[Task input — start]

PR #137, opened 2024-07-26
VAULT-29259 -  List HVS integrations

mercedesbh:
This PR adds the `list` command for hvs apps for ticket https://hashicorp.atlassian.net/browse/VAULT-29259

### How I've tested this PR:

1. Checkout this branch
2. Run `make go/build`
3. Read an integration `./bin/hcp vault-secrets integrations list --type {YOUR_INTEGRATION_TYPE}` or `./bin/hcp vault-secrets integrations list`

Screenshot 2024-07-30 at 4 32 53 PM

### Checklist:

### DIFF
--- a/internal/commands/vaultsecrets/integrations/displayer.go
+++ b/internal/commands/vaultsecrets/integrations/displayer.go
@@ -47,7 +47,7 @@ func (t *twilioDisplayer) FieldTemplates() []format.Field {
 	fields := []format.Field{
 		{
 			Name:        "Integration Name",
-			ValueFormat: "{{ .IntegrationName }}",
+			ValueFormat: "{{ .Name }}",
 		},
 	}
 
@@ -103,7 +103,7 @@ func (m *mongodbDisplayer) FieldTemplates() []format.Field {
 	fields := []format.Field{
 		{
 			Name:        "Integration Name",
-			ValueFormat: "{{ .IntegrationName }}",
+			ValueFormat: "{{ .Name }}",
 		},
 	}
 
@@ -158,7 +158,7 @@ func (g *genericDisplayer) FieldTemplates() []format.Field {
 	return []format.Field{
 		{
 			Name:        "Integration Name",
-			ValueFormat: "{{ .IntegrationName }}",
+			ValueFormat: "{{ .Name }}",
 		},
 	}
 }
--- a/internal/commands/vaultsecrets/integrations/displayer.go
+++ b/internal/commands/vaultsecrets/integrations/displayer.go
@@ -55,7 +55,11 @@ func (t *twilioDisplayer) FieldTemplates() []format.Field {
 		return append(fields, []format.Field{
 			{
 				Name:        "Account SID",
-				ValueFormat: "{{ .TwilioAccountSid }}",
+				ValueFormat: "{{ .StaticCredentialDetails.AccountSid }}",
+			},
+			{
+				Name:        "API Key SID",
+				ValueFormat: "{{ .StaticCredentialDetails.APIKeySid }}",
 			},
 		}...)
 	} else {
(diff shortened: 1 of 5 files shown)


internal/commands/vaultsecrets/integrations/list.go
```diff
@@ -0,0 +1,163 @@
...
+func listRun(opts *ListOpts) error {
+	if opts.Type == "" {
+		var integrations []*models.Secrets20231128Integration
+		params := &preview_secret_service.ListIntegrationsParams{
+			Context:        opts.Ctx,
+			ProjectID:      opts.Profile.ProjectID,
+			OrganizationID: opts.Profile.OrganizationID,
+		}
+		for {
+			resp, err := opts.PreviewClient.ListIntegrations(params, nil)
```
mercedesbh, line 91: Not sure why I'm getting a 404 when hitting `ListIntegrations`. Even when trying directly by hitting the API. Lmk if anyone has ideas!
Screenshot 2024-07-30 at 4 35 54 PM
Screenshot 2024-07-30 at 4 36 08 PM

internal/commands/vaultsecrets/integrations/displayer.go
```diff
@@ -44,15 +44,22 @@ func (t *twilioDisplayer) previewTwilioIntegrationsPayload() any {
...
 			ValueFormat: "{{ .IntegrationName }}",
 		},
-		{
-			Name:        "Account SID",
-			ValueFormat: "{{ .TwilioAccountSid }}",
-		},
+	}
+
+	if t.single {
+		return append(fields, []format.Field{
```
pmmukh, line 55: curious, why does this go in only if a single integration is being shown? Shouldn't `TwilioAccountSid` be in all the response entries?

internal/commands/vaultsecrets/integrations/list.go
```diff
@@ -0,0 +1,163 @@
...
+			{
+				Preamble: `List twilio integrations:`,
+				Command: heredoc.New(ctx.IO, heredoc.WithPreserveNewlines()).Must(`
+				$ hcp vault-secrets integrations list --type "twilio"
+				`),
+			},
+			{
+				Preamble: `List all generic integrations:`,
+				Command: heredoc.New(ctx.IO, heredoc.WithPreserveNewlines()).Must(`
+				$ hcp vault-secrets integrations list"
```
pmmukh, line 58:
```suggestion
				$ hcp vault-secrets integrations list
```

internal/commands/vaultsecrets/integrations/list.go
pmmukh: Nothing helpful to add :( it seems like you're doing the right thing, and the endpoint _should_ be querying from the third_party_integrations table

internal/commands/vaultsecrets/integrations/list_test.go
```diff
@@ -0,0 +1,164 @@
...
+		})
+	}
+}
+
+func TestListRun(t *testing.T) {
+	t.Parallel()
+
+	cases := []struct {
+		Name   string
+		ErrMsg string
```
pmmukh, line 88: should a test case exercising `ErrMsg` be added here? I think i'd vote for either that or removing the `ErrMsg` field

internal/commands/vaultsecrets/integrations/displayer.go
averche: We currently don't populate the credential details on LIST requests (we may add them later but there were some performance concerns with queries to tokenization)

internal/commands/vaultsecrets/integrations/displayer.go
```diff
@@ -44,15 +44,22 @@ func (t *twilioDisplayer) previewTwilioIntegrationsPayload() any {
 }
 
 func (t *twilioDisplayer) FieldTemplates() []format.Field {
-	return []format.Field{
+	fields := []format.Field{
 		{
 			Name:        "Integration Name",
 			ValueFormat: "{{ .IntegrationName }}",
```
averche, line 50: This field will be deprecated in favor of `Name`

internal/commands/vaultsecrets/integrations/displayer.go
```diff
@@ -44,15 +44,22 @@ func (t *twilioDisplayer) previewTwilioIntegrationsPayload() any {
...
-			Name:        "Account SID",
-			ValueFormat: "{{ .TwilioAccountSid }}",
-		},
+	}
+
+	if t.single {
+		return append(fields, []format.Field{
+			{
+				Name:        "Account SID",
+				ValueFormat: "{{ .TwilioAccountSid }}",
```
averche, line 58: This field will be deprecated, we have a nested StaticCredentialDetails which will contain provider-specific fields

internal/commands/vaultsecrets/integrations/displayer.go
```diff
@@ -44,15 +44,22 @@ func (t *twilioDisplayer) previewTwilioIntegrationsPayload() any {
...
-		{
-			Name:        "Account SID",
-			ValueFormat: "{{ .TwilioAccountSid }}",
-		},
+	}
+
+	if t.single {
+		return append(fields, []format.Field{
+			{
+				Name:        "Account SID",
```
averche, line 57: Do we also want to display the Twilio API Key SID?

internal/commands/vaultsecrets/integrations/list.go
```diff
@@ -0,0 +1,163 @@
...
+			if resp.Payload.Pagination == nil || resp.Payload.Pagination.NextPageToken == "" {
+				break
+			}
+
+			next := resp.Payload.Pagination.NextPageToken
+			params.PaginationNextPageToken = &next
+		}
+		return opts.Output.Display(newMongoDBDisplayer(false, integrations...))
+
+	default:
```
averche, line 160: We may also want to support AWS & GCP here, they follow the same pattern

internal/commands/vaultsecrets/integrations/list.go
averche, line 91: ListIntegrations also supports filtering by capabilities (e.g. ROTATION/DYNAMIC), not sure if we want to support it now just FYI.

averche: Just tested this locally and it seems to worked for me, happy to help debug this if its still an issue

mercedesbh: Not sure what the issue is here, I'll take some time to investigate deeper when I get a bit more time in the project. But for now I was able to confirm the general list works against my personal environment, and Anton was able to confirm it worked against prod for him (checked out this branch).

mercedesbh: Sounds good! Will add a ticket to add the filtering by capabilities in the project's third milestone.

internal/commands/vaultsecrets/integrations/displayer.go
```diff
@@ -93,14 +104,181 @@ func (m *mongodbDisplayer) previewMongoDBIntegrationsPayload() any {
...
+			Name:        "Integration Name",
+			ValueFormat: "{{ .Name }}",
+		},
+	}
+
+	if a.single {
+		return append(fields, []format.Field{
+			{
+				Name:        "Audience",
+				ValueFormat: "{{ .FederatedWorkloadIdentity.Audience }}",
```
averche, line 174: I believe we also return Role ARN in the response, not sure if you want to also display it.

internal/commands/vaultsecrets/integrations/displayer.go
```diff
@@ -93,14 +104,181 @@ func (m *mongodbDisplayer) previewMongoDBIntegrationsPayload() any {
...
+			Name:        "Integration Name",
+			ValueFormat: "{{ .Name }}",
+		},
+	}
+
+	if g.single {
+		return append(fields, []format.Field{
+			{
+				Name:        "Audience",
+				ValueFormat: "{{ .FederatedWorkloadIdentity.Audience }}",
```
averche, line 230: AWS and GCP have a couple authentication methods each now:
- FederatedWorkloadIdentity
- Static Credentials (Access Key for AWS & Service Account Key for GCP)

The two authentication methods are mutually exclusive, meaning that if `.ServiceAccountKey` is populated, `FederatedWorkloadIdentity` will not be and wise versa.

I'm not sure how to handle this in the display layer but something to keep in mind.

averche (approved):
A couple small comments, o/w LGTM!

internal/commands/vaultsecrets/integrations/displayer.go
mercedesbh: Ah interesting, thanks for this info. I'll find a way to address this in the displayer.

[Task input — finish]

Required action — Find and copy each line above that includes the string "ErrMsg".

Reply to the exercise —
+		ErrMsg string
pmmukh, line 88: should a test case exercising `ErrMsg` be added here? I think i'd vote for either that or removing the `ErrMsg` field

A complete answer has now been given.